TASK BRIEF: Here are some entries. Repeat all of them exactly.

SOURCE MATERIAL:

PR #1344, opened 2017-07-26
[REEF-1840]  Fix TestStartHandlerAndEvalAllocatedHandlerOnLocalRuntim…

jwang98052:
…e transit error

JIRA: [REEF-1840](https://issues.apache.org/jira/browse/REEF-1840)
This closes #

### DIFF
--- a/lang/cs/Org.Apache.REEF.Tests/Functional/Bridge/TestDriverConcurrency.cs
+++ b/lang/cs/Org.Apache.REEF.Tests/Functional/Bridge/TestDriverConcurrency.cs
@@ -49,7 +49,7 @@ namespace Org.Apache.REEF.Tests.Functional.Bridge
                 "TestStartHandlerAndEvalAllocatedHandlerOnLocalRuntime",
                 "local",
                 testFolder);
-            ValidateSuccessForLocalRuntime(0, testFolder: testFolder);
+            ValidateSuccessForLocalRuntime(0, testFolder: testFolder, retryCount: 90);
             CleanUp(testFolder);
         }
 


tcNickolas:
I don't think this will really solve the problem. Our evaluator in this test doesn't do any calculations, so if it doesn't complete in 1 minute, it most probably won't complete in 90 seconds as well. I suspect that tests which fail due to timeout are actually indication of some messages lost, some race condition in evaluator shutdown or something like that.

markusweimer:
I'm concerned about this approach to "fixing" issues. I can't rule out timing issues with the same confidence as @tcNickolas, though.

If we believe that our transitive failures are indeed due to timeouts that happen because the test environment is deterministically much slower than other environments, we should solve it with a test run specific slowdown factor, and not by hard coding new timeouts for all test runs.

On the java side, we solved it via `org.apache.reef.tests.TestEnvironment.getTestTimeout()` which can be implemented in a per-environment way.

jwang98052:
I agree with you @tcNickolas and @markusweimer , if there is some thing wrong that prevent driver to shut down, extend wait time won't help. 

Initially I see this test has a DriverWaitTimeoutMilliseconds that is set to 1 minute. So I thought we should wait longer than it in reading driver log file (default is 60 retry that is one minute). Looking at it carefully again, looks like it should not impact the driver shut down time. 

Yesterday I got test failure in EvaluatorRequestingDriverSpecifyingRuntimeName locally, the test was not able to read log file but the driver eventually shut down. The common thing between those two tests is that there is no context submitted, the evaluator is disposed in IAllocatedEvaluator. The IAllocatedEvaluator.Dispose() eventually calls AllocatedEvaluatorImpl.Close() that calls EvaluatorManager.close(). Usually, with context and task scenarios,  we call ActiveContext.Close() that reaches to code path EvaluatorContext.Close(). 

@markusweimer do you know if there is any difference between close evalautor through context and close evaluator directly without submitting context?

markusweimer:
> @markusweimer do you know if there is any difference between close evalautor through context and close evaluator directly without submitting context?

Interesting. An `AllocatedEvaluator` isn't actually running anything, not even `Evaluator.exe`. Hence, this shutdown should be much, much faster. We have a test for this in Java in `org.apache.reef.tests.close_eval.CloseEvaluatorTest` which on my machine runs very fast. Hence, the reason for the slowdown is more likely to be either in the Bridge or the .NET code. However, nothing obvious comes to mind. All that code does is to call `.close()` on the java side. Maybe the bridge assumes a different call order?

Maybe a next step is to write a test just for this code path?

jwang98052:
I actually don't think it is caused by slow. Just wondering if we call different Close(), would that really triggers the driver to shut down? The code in EvaluatorManager.close() and EvaluatorContext.Close() are different.

jwang98052:
Close it for now until we find root cause.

THE COMPLETED TASK:
PR #1344, opened 2017-07-26
[REEF-1840]  Fix TestStartHandlerAndEvalAllocatedHandlerOnLocalRuntim…

jwang98052:
…e transit error

JIRA: [REEF-1840](https://issues.apache.org/jira/browse/REEF-1840)
This closes #

### DIFF
--- a/lang/cs/Org.Apache.REEF.Tests/Functional/Bridge/TestDriverConcurrency.cs
+++ b/lang/cs/Org.Apache.REEF.Tests/Functional/Bridge/TestDriverConcurrency.cs
@@ -49,7 +49,7 @@ namespace Org.Apache.REEF.Tests.Functional.Bridge
                 "TestStartHandlerAndEvalAllocatedHandlerOnLocalRuntime",
                 "local",
                 testFolder);
-            ValidateSuccessForLocalRuntime(0, testFolder: testFolder);
+            ValidateSuccessForLocalRuntime(0, testFolder: testFolder, retryCount: 90);
             CleanUp(testFolder);
         }
 


tcNickolas:
I don't think this will really solve the problem. Our evaluator in this test doesn't do any calculations, so if it doesn't complete in 1 minute, it most probably won't complete in 90 seconds as well. I suspect that tests which fail due to timeout are actually indication of some messages lost, some race condition in evaluator shutdown or something like that.

markusweimer:
I'm concerned about this approach to "fixing" issues. I can't rule out timing issues with the same confidence as @tcNickolas, though.

If we believe that our transitive failures are indeed due to timeouts that happen because the test environment is deterministically much slower than other environments, we should solve it with a test run specific slowdown factor, and not by hard coding new timeouts for all test runs.

On the java side, we solved it via `org.apache.reef.tests.TestEnvironment.getTestTimeout()` which can be implemented in a per-environment way.

jwang98052:
I agree with you @tcNickolas and @markusweimer , if there is some thing wrong that prevent driver to shut down, extend wait time won't help. 

Initially I see this test has a DriverWaitTimeoutMilliseconds that is set to 1 minute. So I thought we should wait longer than it in reading driver log file (default is 60 retry that is one minute). Looking at it carefully again, looks like it should not impact the driver shut down time. 

Yesterday I got test failure in EvaluatorRequestingDriverSpecifyingRuntimeName locally, the test was not able to read log file but the driver eventually shut down. The common thing between those two tests is that there is no context submitted, the evaluator is disposed in IAllocatedEvaluator. The IAllocatedEvaluator.Dispose() eventually calls AllocatedEvaluatorImpl.Close() that calls EvaluatorManager.close(). Usually, with context and task scenarios,  we call ActiveContext.Close() that reaches to code path EvaluatorContext.Close(). 

@markusweimer do you know if there is any difference between close evalautor through context and close evaluator directly without submitting context?

markusweimer:
> @markusweimer do you know if there is any difference between close evalautor through context and close evaluator directly without submitting context?

Interesting. An `AllocatedEvaluator` isn't actually running anything, not even `Evaluator.exe`. Hence, this shutdown should be much, much faster. We have a test for this in Java in `org.apache.reef.tests.close_eval.CloseEvaluatorTest` which on my machine runs very fast. Hence, the reason for the slowdown is more likely to be either in the Bridge or the .NET code. However, nothing obvious comes to mind. All that code does is to call `.close()` on the java side. Maybe the bridge assumes a different call order?

Maybe a next step is to write a test just for this code path?

jwang98052:
I actually don't think it is caused by slow. Just wondering if we call different Close(), would that really triggers the driver to shut down? The code in EvaluatorManager.close() and EvaluatorContext.Close() are different.

jwang98052:
Close it for now until we find root cause.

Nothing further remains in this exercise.